** TASK BRIEF **
Write each line exactly as it stands, from the line containing "### LINKED ISSUE #1125: docker-compose create" through the end of the data.

** AVAILABLE DATA **
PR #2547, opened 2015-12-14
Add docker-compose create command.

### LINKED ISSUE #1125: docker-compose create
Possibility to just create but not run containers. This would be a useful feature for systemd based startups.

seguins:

** RESULT BELOW **
### LINKED ISSUE #1125: docker-compose create
Possibility to just create but not run containers. This would be a useful feature for systemd based startups.

seguins:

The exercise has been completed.